Using our bike trailer we've done trips with 7 people (5 riders and 2 non), 5 bikes, all the camping gear, etc.


----------



## joeverzosa (Sep 4, 2007)

Those Dodge Sprinters are great, we have some in our fleet and they are slowly replacing the Ford econovans. They get great gas mileage (powered by a Mercedes diesel) and are alot more manuverable than the Ford's.


----------



## Buzz (Jan 15, 2004)

Dont we all really want one of these?

http://www.earthroamer.com/galleries/xv-ltexterior/index.htm


----------



## Lactic (Apr 18, 2004)

Padre said:


> Which domestic vans with diesels? An E-350 with a powerstroke? 16mpg


I have the Ford V-10 gasser and it gets a dismal 10-12 mpg but you have to consider that you're hauling your house with you. The Ford 6.3L diesel will get around 16mpg and the Sprinter version (no 4x4 available as of yet) will come in over 24mpg. Very attractive with the rising gas prices but without the 4x4, it's just not capable of going where we want to camp.

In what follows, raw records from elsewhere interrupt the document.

PR #71, opened 2019-08-27
Fix memory leak `tls->trust` + various linking-related fixes

fbrausse:
Hi,

I'm very happy that you put so much effort into this library, I found it easy to use for a Websocket client application I'm building which should run on Linux and Mac OS X, thank you!

However, I encountered a few things I needed to change:
- https://github.com/boazsegev/facil.io/commit/fcde3f074ba1b35d3b69ebb5270b52686fe26d4e fixes the memory leak when `tls->trust` is not cleaned up in `fio_tls_destroy(tls)`
- Building an OpenSSL-enabled facil.io on Mac OS X confuses the dynamic loader, because `fio_tls_missing.c` is built into the library defining the same symbols as `fio_tls_openssl.c` does, so in https://github.com/boazsegev/facil.io/commit/21614c0876769bbb83a4e46f65123e586171543e I renamed the file to `fio_tls_missing.sample-c` s.t. it is not built into the library anymore
- The other changes concern the `makefile`:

We picked ours up in July and we've done 3 biking trips to Fruita, one trip to Banff and BC, and several trips biking and fishing in the mountains of CO. LOVE IT! Heading to NM this weekend in search of warmer biking weather! They are expensive but you can finance them as a second home in most cases (15-20 year loans) and are tax deductable as such.

Check out the Sportsmobile website as they brocker used vans as well.


----------



## Jayem (Jul 16, 2005)

Padre said:


> Let's see....almost 1200 miles round trip with TONS and TONS of room going 80+ and about 20mpg.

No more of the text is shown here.